Question

A refrigerator has a coefficient of performance of 2.25, runs on an input of 135 W of electrical power, and keeps its inside compartment at 5°C. If you put a dozen 1.0-L plastic bottles of water at 31°C into this refrigerator, how long will it take for them to be cooled down to 5°C? (Ignore any heat that leaves the plastic.)

Answer 1

The coefficient of performance of the refrigerator is 2.25. The heat extracted from the cold reservoir is 303.75 J/s. The time it takes to cool the water to 5°C is 12.48 seconds.

Step-by-step explanation:

The coefficient of performance (COP) of a refrigerator is given by the equation COP = Qc/W, where Qc is the amount of heat extracted from the cold reservoir and W is the work done by the refrigerator. In this case, the COP is 2.25. Since the work done by the refrigerator is 135 W, we can use the equation COP = Qc/W to find Qc. Rearranging the equation, we have Qc = COP * W = 2.25 * 135 = 303.75 J/s.

The rate of heat transfer is given by the equation Qc = m * c * (Tc - Th), where m is the mass of the water, c is the specific heat capacity of water, Tc is the initial temperature of the water, and Th is the temperature of the refrigerator. In this case, there are a dozen 1.0-L (1000 mL) bottles of water, so the mass is 12 * 1000 g = 12000 g = 12 kg.
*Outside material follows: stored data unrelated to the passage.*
PR #829, opened 2022-04-01
feat: add overview dashboard shows glanceable info for oncall

yuth:
Add a new Dashboard to show to show glanceable information for oncall. The graph shows the service quotas, cloudfront metrics and Dead letter Queues.

image

----


src/on-call-dashboard/index.ts
```diff
@@ -0,0 +1,195 @@
...
+  private mLambdaUsage: Metric = new Metric({
+    metricName: 'ConcurrentExecutions',
+    namespace: 'AWS/Lambda',
+    statistic: Statistic.MAXIMUM,
+  });
+
+  private mLambdaQuota: MathExpression = new MathExpression({
+    expression: 'SERVICE_QUOTA(mLambdaUsage)',
+    usingMetrics: { mLambdaUsage: this.mLambdaUsage },
+  });
```
Chriscbr, line 36: Since these values are constants, I don't think they should be instance variables/members. How about we define these as const values outside of the class, or as private static members?

src/on-call-dashboard/sqs-dlq-widget.ts
```diff
@@ -0,0 +1,101 @@
...
+  readonly key: string;
+  readonly description?: string;
+  readonly emptyQueueMessage?: string;
+  readonly nonEmptyQueueMessage?: string;
+  readonly title?: string;
+  readonly width?: number;
+  readonly height?: number;
+}
+
+export class SQSDLQWidget extends ConcreteWidget {
```
Chriscbr, line 26: Add docstrings

src/on-call-dashboard/sqs-dlq-widget.ts
```diff
@@ -0,0 +1,101 @@
...
+  private readonly emptyQueueMessage: string;
+  private readonly nonEmptyQueueMessage: string;
+
+  public constructor(scope: Construct, id: string, props: SQLDLQWidgetProps) {
+    super(props.width ?? 12, props.height ?? 8);
+
+    this.title = props.title ?? 'SQS DLQ';
+    this.description = props.description ?? '';
+    this.emptyQueueMessage = props.emptyQueueMessage ?? 'There are no message in the DLQ. This is normal and no action is required.';
+    this.nonEmptyQueueMessage = props.nonEmptyQueueMessage ?? 'There are some message in the DLQ. The table below lists the queues with non-empty DLQs. Please check the DLQs and re-drive the messages. Once the messages are re-driven, check the queue again as the metrics takes time to updated.';
```
Chriscbr, line 40: I think these messages could be confusing since it says "the DLQ" even though there might be multiple? Can we update the default text to make this more clear? Or perhaps display the emptyQueueMessage for each DLQ?

src/on-call-dashboard/index.ts
```diff
@@ -0,0 +1,195 @@
...
+  private readonly lambdaServiceAlarmThreshold: number;
+
+  private mLambdaUsage: Metric = new Metric({
+    metricName: 'ConcurrentExecutions',
+    namespace: 'AWS/Lambda',
+    statistic: Statistic.MAXIMUM,
+  });
+
+  private mLambdaQuota: MathExpression = new MathExpression({
+    expression: 'SERVICE_QUOTA(mLambdaUsage)',
```
Chriscbr, line 34: TIL about this cloudwatch capability!

src/on-call-dashboard/index.ts
```diff
@@ -0,0 +1,195 @@
...
+      title: 'CloudFront Metrics',
+      height: 8,
+      width: 12,
+      leftYAxis: { label: 'Requests count' },
+      rightYAxis: { label: 'Request Percent', min: 0, max: 100 },
+    });
+    return widget;
+  }
+
+  private addLambdaServiceQuotaWidgetToOnCallDashboard() {
```
Chriscbr, line 145: Screen Shot 2022-04-04 at 11 30 53 AM

This is what my graph looks like on my Construct Hub (it looks like around a dozen metrics are shown) - I'm wondering how I should I be interpreting this? Also, maybe we can add a text widget to the right that explains how to read the different graphs?

src/on-call-dashboard/index.ts
```diff
@@ -0,0 +1,195 @@
...
+    expression: 'SERVICE_QUOTA(mLambdaUsage)',
+    usingMetrics: { mLambdaUsage: this.mLambdaUsage },
+  });
+
+  private metricCount: number = 1;
+
+  constructor(scope: Construct, id: string, props?: OnCallDashboardProps) {
+    super(scope, id);
+    this.lambdaServiceAlarmThreshold = props?.lambdaServiceAlarmThreshold ?? 70;
+    this.onCallDashboard = new Dashboard(this, 'On-Call dashboard', { dashboardName: 'OnCall' });
```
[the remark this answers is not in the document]
Chriscbr: Actually it looks like we also have a field named `backendDashboardName`: https://github.com/cdklabs/construct-hub/blob/main/docs/application-overview.md#monitoring--alarming

Maybe we can reuse this and pass it as an option to this construct

src/on-call-dashboard/sqs-dlq-stats-widget-function.lambda.ts
```diff
@@ -0,0 +1,204 @@
...
+      const id = Number.parseInt(result.Id.replace('m', ''), 10);
+      return { ...acc, [queues[id].queueName]: result.Values?.[0] ?? 0 };
+    }
+    return acc;
+  }, {} as Record<string, number>);
+  return data;
+
+};
+
+function generateTable(data: Record<string, number>, queueConfigs: Record<string, QueueConfig>, widgetContext: WidgetContext): string {
```
Chriscbr, line 182: Do you have any screenshots of what the SQS widget looks like when there are errors? My DLQ was empty when I was testing so I wasn't able to check this part 😅

Chriscbr (changes requested):
This looks like a great start! I've added several comments about the API but the overall structure of the classes makes sense.   👍

Could you update the PR description when you have a chance? It would be awesome to include a screenshot of the dashboard for others to see!

src/on-call-dashboard/sqs-dlq-stats-widget-function.lambda.ts
yuth: image

src/on-call-dashboard/index.ts
yuth: One thing I wanted to show in this widget was to give indication of which lambda function is making a huge dent in the quota, but with so many lambdas it makes the graph look cluterred. Do you have any suggestions for this graph?

Chriscbr: Maybe we could just show the quota usage percentages? This way even if the metrics are all on different scales, as long as the values are well less than 1.0 (or less than 100 if we multiply all the values by 100) then we are not close to the quota. Another idea could be to instead just show a pair of number displays, one showing the `max_over_past_week(metric)`, and the second showing `service_quota(metric)`, and this way the user doesn't need to see the trends. (Or maybe the trends are nice to see, no strong preference from me. 🙂)

Chriscbr: Also I was wondering if we should measure our usage against any other quotas. I think fargate usage (number of active tasks) might be one to consider since our service has come up against that limit a few times in the past.

src/backend/orchestration/index.ts
```diff
@@ -75,6 +76,11 @@ export interface OrchestrationProps {
    */
   readonly monitoring: Monitoring;
 
+  /**
+   * The onCall dashboard to register dashboards with.
+   */
+  readonly onCallDashboard: OverviewDashboard;
```
Chriscbr, line 82: It looks like we're referring to this as both the oncall dashboard and overview dashboard -- we should probably just use one term everywhere and be consistent since this is technically part of the public API. This appears in a few couple other places as well
```suggestion
  readonly overviewDashboard: OverviewDashboard;
```

src/backend/inventory/index.ts
```diff
@@ -24,6 +25,11 @@ export interface InventoryProps {
    */
   readonly monitoring: Monitoring;
 
+  /**
+   * The on-call dashboard to add widgets to.
+   */
+  readonly onCallDashboard: OverviewDashboard;
```
Chriscbr, line 31:
```suggestion
  readonly overviewDashboard: OverviewDashboard;
```

src/overview-dashboard/index.ts
```diff
@@ -0,0 +1,202 @@
...
+import { ComparisonOperator, Dashboard, GraphWidget, MathExpression, Metric, Statistic, TreatMissingData } from '@aws-cdk/aws-cloudwatch';
+import { IFunction } from '@aws-cdk/aws-lambda';
+import { IQueue } from '@aws-cdk/aws-sqs';
+import { Construct } from '@aws-cdk/core';
+import { Inventory } from '../backend/inventory';
+import { RUNBOOK_URL } from '../runbook-url';
+import { IOverviewDashboard } from './api';
+import { SQSDLQWidget } from './sqs-dlq-widget';
+
+export interface OverviewDashboardProps {
```
Chriscbr, line 11:
```suggestion
/**
 * Properties for OverviewDashboard
 */
export interface OverviewDashboardProps {
```

src/overview-dashboard/index.ts
```diff
@@ -0,0 +1,202 @@
...
+      this.dashboard.addWidgets(this.queueMetricWidget);
+    }
+    this.queueMetricWidget.addQueue(name, deadLetterQueue, reDriveFunction);
+  }
+
+  /**
+   *  Adds a widget to the Overview dashboard showing the number of requests to CloudFront
+   */
+
+  public addDistributionMetricToDashboard(distribution: IDistribution) {
```
Chriscbr, line 98:
```suggestion
  public addDistributionMetricToDashboard(distribution: IDistribution) {
```

src/overview-dashboard/sqs-dlq-stats-widget-function.lambda.ts
```diff
@@ -0,0 +1,204 @@
...
+}
+
+type QueueConfig = {
+  queueName: string;
+  name: string;
+  reDriveFunctionArn?: string;
+}
+
+export async function handler(event: Event): Promise<string | { markdown: string }> {
+  console.log(event);
```
Chriscbr, line 59: I think this can help prevent the object from getting truncated if the `event` is very big for some reason. Just a good practice
```suggestion
  console.log(JSON.stringify(event));
```

src/overview-dashboard/sqs-dlq-stats-widget-function.lambda.ts
```diff
@@ -0,0 +1,204 @@
...
+    }
+
+    const data = await getVisibleMessageCount(queues);
+
+    const heading = `<h4>${event.widgetContext.title}</h4>`;
+    const description = event.widgetContext.params.description ? `<p>${event.widgetContext.params.description}</p>` : '';
+    let rest = '';
+    if (Object.keys(data).length > 0 && Object.values(data).some(d => d > 0)) {
+      const filteredData = Object.entries(data)
+        .filter(([_, count]) => count > 0)
```
Chriscbr, line 77: Can the number of messages be negative...? 😮  Maybe consider adding a comment

src/overview-dashboard/sqs-dlq-stats-widget-function.lambda.ts
```diff
@@ -0,0 +1,204 @@
+/// @singleton SQSDLQStatsWidget-Handler
+const DOCS = `
+## Include Text Widget from CloudWatch Dashboard
+This widget displays the first text widget from a specified CloudWatch Dashboard. 
+
+This is useful for embedding the same text context in multiple dashboards and update it from a central place. An example would be a menu of links between dashboards.
```
Chriscbr, line 6: I'm guessing this was copied from sample code - we can probably remove it 
```suggestion
```

Chriscbr (approved):
Great work Yathi! I had a few more nits but none of them are blocking, so I left the `pr/do-not-merge` label so you can make any changes and merge in when ready. 👍

src/overview-dashboard/sqs-dlq-stats-widget-function.lambda.ts
yuth: No, but messages can be `0`. Dont want to show DLQ where there are no messages

Chriscbr (approved):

The specific heat capacity of water is approximately 4.18 J/g°C. The initial temperature of the water is 31°C, and the temperature of the refrigerator is 5°C. Plugging these values into the equation, we get Qc = 12 * 4.18 * (31 - 5) = 1685.92 J.

Finally, to find the time it takes for the water to be cooled down to 5°C, we can use the equation Qc = P * t, where P is the power input to the refrigerator and t is the time. Rearranging the equation, we have t = Qc / P = 1685.92 / 135 = 12.48 seconds.

Answer 2

To calculate the time it takes for 12 bottles of water to cool down in the refrigerator, we need to calculate the amount of heat energy that needs to be removed. By using the formula Q=m*C*ΔT, where Q is the heat energy, m is the mass, C is the specific heat capacity, and ΔT is the change in temperature, we determine that each bottle requires 108,836 J of heat energy to be removed. Multiplying this by the number of bottles gives a total of 1,306,032 J. Dividing this by the power consumed by the refrigerator, which is 135 W, we find that it takes approximately 9679.5 seconds for the bottles to cool down.

Step-by-step explanation:

To determine how long it will take for the bottles of water to cool down in the refrigerator, we need to calculate the amount of heat energy that needs to be removed from the bottles. The formula to calculate the amount of heat energy is Q=m*C*ΔT, where Q is the heat energy, m is the mass, C is the specific heat capacity, and ΔT is the change in temperature.

Given that each bottle has a mass of 1.0 kg (since 1 liter of water has a mass of 1 kg) and the initial temperature of the bottles is 31°C, the change in temperature is ΔT = (31°C - 5°C) = 26°C. We also know that the specific heat capacity of water is approximately 4,186 J/(kg·°C).

Therefore, the amount of heat energy that needs to be removed from each bottle is Q = (1 kg) * (4,186 J/(kg·°C)) * (26°C) = 108,836 J.

Now, let's calculate the total amount of heat energy that needs to be removed from all 12 bottles. Since each bottle needs to have 108,836 J of heat energy removed, the total amount of heat energy is 12 * 108,836 J = 1,306,032 J.

Lastly, we can find the time it takes to remove this amount of heat energy by dividing it by the power consumed by the refrigerator. The power is given as 135 W. Therefore, the time it takes to cool down the bottles is 1,306,032 J / 135 W = 9679.5 seconds.